# MySQL Dump



## Aldimann (2. Aug 2010)

Hallo zusammen,

ich hab ein SQL Dump der mir im Prinzip nur ein Datenbankmodell erstellen soll, also nur die Tables anlegen mit ihren Attributen etc.

Die Dumps wurden einmal in PhpMyAdmin erstellt und um dort Fehler auszuschließen auch nochmal mit Squirell SQL. In beiden Situationen meckert er über fehler in der Syntax obwohl sich die Scripte in den beiden Programmen problemlos wieder einspielen lassen.
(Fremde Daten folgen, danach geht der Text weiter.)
PR #433, opened 2025-09-10
PM-25012: Cipher versioning data types

nikwithak:
## 🎟️ Tracking

[PM-25012](https://bitwarden.atlassian.net/browse/PM-25012)

## 📔 Objective

Moves the deserialization of the `data` object into the SDK - as part of running cipher migrations, the CipherType objects will be extracted instead of being passed in from the client.

## ⏰ Reminders before review

- CI builds passed
  team

## 🦮 Reviewer guidelines

[PM-25012]: https://bitwarden.atlassian.net/browse/PM-25012?atlOrigin=eyJpIjoiNWRkNTljNzYxNjVmNDY3MDlhMDU5Y2ZhYzA5YTRkZjUiLCJwIjoiZ2l0aHViLWNvbS1KU1cifQ


crates/bitwarden-vault/src/cipher/login.rs
```diff
@@ -279,7 +279,7 @@ impl Decryptable<KeyIds, SymmetricKeyId, Fido2CredentialFullView> for Fido2Crede
 
 #[allow(missing_docs)]
 #[derive(Serialize, Deserialize, Debug, Clone)]
-#[serde(rename_all = "camelCase", deny_unknown_fields)]
+#[serde(rename_all = "camelCase")]
```
nikwithak, line 283: Are there any concerns / issues with allowing (and ignoring) unknown fields during deserialization? Removing this attribute from all the CipherType types drastically simplifies the extraction process.

gbubemismith: I think we always want `deny_unknown_fields` to keep things in sync

crates/bitwarden-vault/src/cipher/cipher.rs
```diff
@@ -455,6 +454,24 @@ impl Cipher {
             .map(|kind| kind.get_copyable_fields(Some(self)))
             .unwrap_or_default()
     }
+
+    /// Extracts and sets the CipherType-specific fields from the opaque `data` field.
```
gbubemismith, line 458: can we add some more documentation here ?

crates/bitwarden-vault/src/cipher/cipher.rs
```diff
@@ -455,6 +454,24 @@ impl Cipher {
...
+    pub(crate) fn populate_cipher_types(&mut self) {
+        let Ok(data) =
+            serde_json::from_str::<serde_json::Value>(self.data.as_deref().unwrap_or("{}"))
```
gbubemismith: ❓ looks like we are doing a double deserialization. Would it be better if we did this directly on the target type

crates/bitwarden-vault/src/cipher/cipher.rs
```diff
@@ -455,6 +454,24 @@ impl Cipher {
...
+            // If we can't deserialize the data, then we'll return the cipher as-is.
+            return;
+        };
+
+        match &self.r#type {
+            crate::CipherType::Login => self.login = serde_json::from_value(data).ok(),
+            crate::CipherType::SecureNote => self.secure_note = serde_json::from_value(data).ok(),
+            crate::CipherType::Card => self.card = serde_json::from_value(data).ok(),
+            crate::CipherType::Identity => self.identity = serde_json::from_value(data).ok(),
+            crate::CipherType::SshKey => self.ssh_key = serde_json::from_value(data).ok(),
```
gbubemismith: ❓ what happens if deserialization fails?

crates/bitwarden-vault/src/cipher/card.rs
```diff
@@ -12,7 +12,7 @@ use super::cipher::CipherKind;
 use crate::{cipher::cipher::CopyableCipherFields, Cipher, VaultParseError};
 
 #[derive(Serialize, Deserialize, Debug, Clone)]
-#[serde(rename_all = "camelCase", deny_unknown_fields)]
```
gbubemismith, line 15: we shouldn't remove the deny_unknown_fields

nikwithak: > I think we always want deny_unknown_fields to keep things in sync

What are we trying to keep in sync - is it that we don't get additional data from the server that we don't expect?

To me that makes sense if we need to make sure that the server isn't giving us additional data that we aren't expecting. But with this change, we are no longer using the server response for these fields, and are instead extracting it ourselves from the `data` field on the client-side - with that change, these values simply become windowed views into the `data`field, and I don't think we are gaining value from rejecting unknown fields anymore.

crates/bitwarden-vault/src/cipher/cipher.rs
nikwithak: If the deserialization fails, then we set the value to None. The cases I can think of where serialization fails are that `data` doesn't contain the required values for that CipherType.

Is it preferable to fail entirely and return an error in that case? It would mean that the data stored in the cipher's`.data` is inconsistent with the schema we've defined.

crates/bitwarden-vault/src/cipher/cipher.rs
nikwithak: Are you referring to the fact that we're doing `from_str` here, and `from_value` below? 

Since we're only worried about the CipherType deserializations in this function, I think I can do away with the `from_str` call on this line, and only deserialize inside the match (with from_str instead of from_value).

However it sounds like I may need to refactor this anyway - if we need to keep `#[deny_unknown_fields]` like called out below, then we can't use serde to deserialize and I'll need to manually extract each of the values from `data` here - see [discussion below](https://github.com/bitwarden/sdk-internal/pull/433#discussion_r2356288864).

gbubemismith:
@nikwithak Nice work so far. I think we want to target the `vault/feature/cipher-versioning` branch,

crates/bitwarden-vault/src/cipher/cipher.rs
gbubemismith: > Since we're only worried about the CipherType deserializations in this function, I think I can do away with the from_str call on this line, and only deserialize inside the match (with from_str instead of from_value).

Yeah this is what I am referring to

crates/bitwarden-vault/src/cipher/card.rs
nikwithak: I synced with @gbubemismith offline on this, and right now we agreed that there's no need to keep `deny_unknown_fields`

crates/bitwarden-vault/src/cipher/cipher.rs
nikwithak: @gbubemismith I added error handling - I added some additional error types to the existing `VaultParseError` and `CipherError` types in the new revision to handle these cases.

nikwithak:
@gbubemismith 

> I think we want to target the vault/feature/cipher-versioning branch,

I changed the target to `vault/feature/cipher-versioning`, but changed it back since it cluttered the diff with all of the API changes from the current target. Do you plant to merge `vault/cipher-versioning-with-data` (which has the generated API code) into the feature branch, or should I nix those commits from my branch entirely? This change is dependent on the `.data` field added by that branch.

gbubemismith:
> @gbubemismith
> 
> > I think we want to target the vault/feature/cipher-versioning branch,
> 
> I changed the target to `vault/feature/cipher-versioning`, but changed it back since it cluttered the diff with all of the API changes from the current target. Do you plant to merge `vault/cipher-versioning-with-data` (which has the generated API code) into the feature branch, or should I nix those commits from my branch entirely? This change is dependent on the `.data` field added by that branch.

I have a PR that has the api generated code, I can merge mine first

nikwithak:
Converting to draft while I sort out the diff from changing the target branch.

Danach habe ich nur einen Teil des Scripts ausführen lassen, das hat Java ohne Probleme gemacht, allerdings wird in PhpMyAdmin und Squriell SQL der Table nicht angezeigt. Führe ich das ganze in Java nochmal aus, meckert er das der Table schon da ist. Host und Tabelle passen eigentlich.

Könnte das Problem evtl. daran liegen, dass ich executeUpdate ausführe und in der JavaDoc nur steht das damit nur INSERT, UPDATE oder DELETE geht?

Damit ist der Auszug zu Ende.